PR #2835, opened 2025-10-14
fix: added proper encoding the query parameters and kept decoded in p…

SB-pradeep-bande:
[STOP-1518](https://smartbear.atlassian.net/browse/STOP-1518)

I have updated the decoding logic to ensure that only the actual placeholder parameters are selectively decoded, rather than decoding the entire URL. This preserves the encoding of curly brackets where necessary, resolving the issue observed in the "Request Sample" section.

[STOP-1518]: https://smartbear.atlassian.net/browse/STOP-1518?atlOrigin=eyJpIjoiNWRkNTljNzYxNjVmNDY3MDlhMDU5Y2ZhYzA5YTRkZjUiLCJwIjoiZ2l0aHViLWNvbS1KU1cifQ


packages/elements-core/src/components/RequestSamples/convertRequestToSample.ts
```diff
@@ -12,17 +12,39 @@ export const convertRequestToSample = async (
 
   try {
     const snippet = new HTTPSnippet(request);
-
+    console.log('Request -------', request);
```
bhaskarsontakke: Remove console

PR #2853, opened 2025-11-26
Handled Active Element of Table of Content

SB-venkatyadavilli:
[STOP-4166](https://smartbear.atlassian.net/browse/STOP-4166)

## Description

Previously, if the same item appeared multiple times in the Table of Contents, clicking on any instance would highlight all occurrences as active. With this fix, only the clicked element is shown as active, while all other instances remain inactive.

Handled Active Element of Table Of Content.

## How Has This Been Tested?

Tested by running elements-dev-portal storybook and Yalc testing.

### Before:
image

### After:
image

https://github.com/user-attachments/assets/cc534767-b55e-494d-9a2a-d6a83d2fbc40

[STOP-4166]: https://smartbear.atlassian.net/browse/STOP-4166?atlOrigin=eyJpIjoiNWRkNTljNzYxNjVmNDY3MDlhMDU5Y2ZhYzA5YTRkZjUiLCJwIjoiZ2l0aHViLWNvbS1KU1cifQ

### DIFF
--- a/packages/elements-core/src/components/TableOfContents/TableOfContents.tsx
+++ b/packages/elements-core/src/components/TableOfContents/TableOfContents.tsx
@@ -1,7 +1,7 @@
 import { Box, Flex, Icon, ITextColorProps } from '@stoplight/mosaic';
 import { HttpMethod, NodeType } from '@stoplight/types';
 import * as React from 'react';
-import { createContext, useState } from 'react';
+import { useState } from 'react';
 
 import { useFirstRender } from '../../hooks/useFirstRender';
 import { resolveRelativeLink } from '../../utils/string';
@@ -15,8 +15,8 @@ import {
   NODE_TYPE_TITLE_ICON,
 } from './constants';
 import {
+  ActiveItemContextType,
   CustomLinkComponent,
-  GroupContextType,
   TableOfContentsDivider,
   TableOfContentsGroup,
   TableOfContentsGroupItem,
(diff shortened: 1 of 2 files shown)


packages/elements-core/src/components/TableOfContents/TableOfContents.tsx
```diff
@@ -37,6 +38,25 @@ const ActiveIdContext = React.createContext<string | undefined>(undefined);
...
 
+// Create the context with a default undefined value
+export const GroupContext = createContext<GroupContextType>({
+  lastActiveIndex: '',
+  setLastActiveIndex: () => {},
+});
+
+// Provider component
+const GroupProvider: React.FC<{ children: React.ReactNode }> = ({ children }) => {
+  const [lastActiveIndex, setLastActiveIndex] = useState<string>(''); // default value 0
```
SB-ChetanKorde: Taking default value for state as empty string, instead that we can use zero or null. should match comment.

packages/elements-core/src/components/TableOfContents/TableOfContents.tsx
```diff
@@ -37,6 +40,25 @@ const ActiveIdContext = React.createContext<string | undefined>(undefined);
...
 LinkContext.displayName = 'LinkContext';
 
+// Create the context with a default undefined value
+export const GroupContext = createContext<GroupContextType>({
+  lastActiveIndex: '',
+  setLastActiveIndex: () => {},
+});
+
+// Provider component
+const GroupProvider: React.FC<{ children: React.ReactNode }> = ({ children }) => {
```
darekplawecki: Do we need a separate Context/Provider. The name is a bit misleading, it's not clear what it does. Couldn't we extend the existing `ActiveIdContext` with `lastActiveIndex` and `setLastActiveIndex`? Perhaps we should rename it to `ActiveItemContext` - it should store both `activeId` and `activeIndex`.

_____

__Exercise directions__: Starting with the first line of the entries and ending with the line that has "## Description", copy each line exactly and add nothing.

__Task answer__:
PR #2835, opened 2025-10-14
fix: added proper encoding the query parameters and kept decoded in p…

SB-pradeep-bande:
[STOP-1518](https://smartbear.atlassian.net/browse/STOP-1518)

I have updated the decoding logic to ensure that only the actual placeholder parameters are selectively decoded, rather than decoding the entire URL. This preserves the encoding of curly brackets where necessary, resolving the issue observed in the "Request Sample" section.

[STOP-1518]: https://smartbear.atlassian.net/browse/STOP-1518?atlOrigin=eyJpIjoiNWRkNTljNzYxNjVmNDY3MDlhMDU5Y2ZhYzA5YTRkZjUiLCJwIjoiZ2l0aHViLWNvbS1KU1cifQ


packages/elements-core/src/components/RequestSamples/convertRequestToSample.ts
```diff
@@ -12,17 +12,39 @@ export const convertRequestToSample = async (
 
   try {
     const snippet = new HTTPSnippet(request);
-
+    console.log('Request -------', request);
```
bhaskarsontakke: Remove console

PR #2853, opened 2025-11-26
Handled Active Element of Table of Content

SB-venkatyadavilli:
[STOP-4166](https://smartbear.atlassian.net/browse/STOP-4166)

## Description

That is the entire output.